The shuffle phase moves data from mappers to reducers. Each map task partitions its output by reducer and writes it to local disk. The reduce tasks fetch this data, sort it by key, and merge if multiple map outputs exist.

15. Task Execution

Tasks run in separate JVMs to isolate failures. Each task has a status reported back to the tracker. Heartbeats keep track of liveness. Task logs are stored locally and can be viewed via web UI.

16. MapReduce Types and Formats

Input and output formats determine how data is read/written.
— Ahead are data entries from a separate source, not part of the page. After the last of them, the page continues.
PR #2007, opened 2026-09-03
stop counting active contributors from a search result GitHub caps at 1000

### LINKED ISSUE #1986: `total_active_contributors.rb` counts from a search result set GitHub caps at 1000
`judges/dimensions-of-terrain/total_active_contributors.rb:31` walks `commits[:items]` and collects distinct author ids. The GitHub Search API returns at most 1000 results for any query, however many pages are requested, so on a repository with more than a thousand commits in the last thirty days the distinct-author count is computed from a truncated slice and written as if it were the whole picture.

`Jp.incremate` never revisits a property it already sees (`lib/incremate.rb:21`), so the undercount is permanent for that fact. #1905 hit the same ceiling in `some_backlog_size` and escaped it by reading `total_count` instead of the items, but that escape does not exist here: distinct authors cannot be derived from a count.

The honest fix is to read `commits[:total_count]` and, when it is at or above the ceiling, return `{}` so the metric is left unset rather than recorded wrong; longer term the number is better derived from the contributors endpoint, which is not capped this way.

@yegor256 please take a look.

Thayorns:
GitHub's Search API returns at most 1000 items for any query, no matter how many pages are requested. total_active_contributors read commits[:items] directly, so on a repository with more than a thousand commits in the last thirty days the distinct-author count was computed from a truncated slice and recorded as if it were complete. Jp.incremate never revisits a property it already sees, so the wrong count stuck permanently.

This checks commits[:total_count] before touching the items and, once it reaches the 1000-item ceiling, leaves the fact unset for that cycle instead of writing an undercount. Reading the contributors endpoint instead of search results would remove the ceiling entirely, but that's a bigger change than this fix.

Closes #1986


Thayorns:

yegor256:
Thanks, skipping counting once the search hits GitHub's 1000-result ceiling avoids a silently truncated count, and it's well tested. CI is green.

@rultor merge

---

Thayorns:

yegor256:
This is a real bug — GitHub's Search API caps results at 1000 regardless of pagination, so a busy repository would have its distinct-author count silently truncated and, since `Jp.incremate` never revisits a set property, stuck wrong forever. Good fix, well tested. It now conflicts against master though: #1997 landed first and touched the same spot in `total_active_contributors.rb` (the `commits.nil?` guard right above where this adds the ceiling check). Assigning for a manual rebase.

---

Thayorns:

Thayorns:
@yegor256 take a look please

Thayorns:
@yegor256 please review

Thayorns:

Thayorns:

PR #2009, opened 2026-09-03
fix(#1988): key incremate's completion check on the file's own property, not write order

### LINKED ISSUE #1988: `Jp.incremate` keys the skip on the file name, not on the properties the file writes
`lib/incremate.rb:21` decides whether a metric has already been collected by testing `fact[n]`, where `n` is the base name of the metric file. Two metric files write more than one property: `judges/dimensions-of-terrain/total_stars.rb:30` returns `total_stars` and `total_forks`, and `total_issues.rb:36` returns `total_issues` and `total_pulls`. Line 44 writes them one at a time, in a loop over the hash.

Examples:

TextInputFormat (default, treats each line as a record)
KeyValueInputFormat (splits on tab)
SequenceFileInputFormat (binary key/value pairs)

Writable types (e.g., IntWritable, Text) are Hadoop's serializable data types.

17. MapReduce Features

Combiner: pre-aggregates map output to reduce network traffic.
Partitioner: controls which reducer receives a key.
Counters: track events in job execution.
Distributed cache: share read-only data files (e.g., lookup tables) with tasks.

18. Hadoop Environment

Hadoop requires Java; configuration is in XML files (core-site.xml, hdfs-site.xml, mapred-site.xml, yarn-site.xml). A typical deployment has a single NameNode (or HA pair), multiple DataNodes, and ResourceManager/NodeManagers for YARN. Security may use Kerberos.

Summary

Hadoop provides a scalable storage and processing platform for big data using commodity hardware. Its architecture separates storage (HDFS) from computation (MapReduce/YARN) while supporting fault tolerance, data locality, and extensibility through an ecosystem of tools. Understanding Hadoop's components, job lifecycle, failure handling, and programming model enables developers to build efficient data processing pipelines.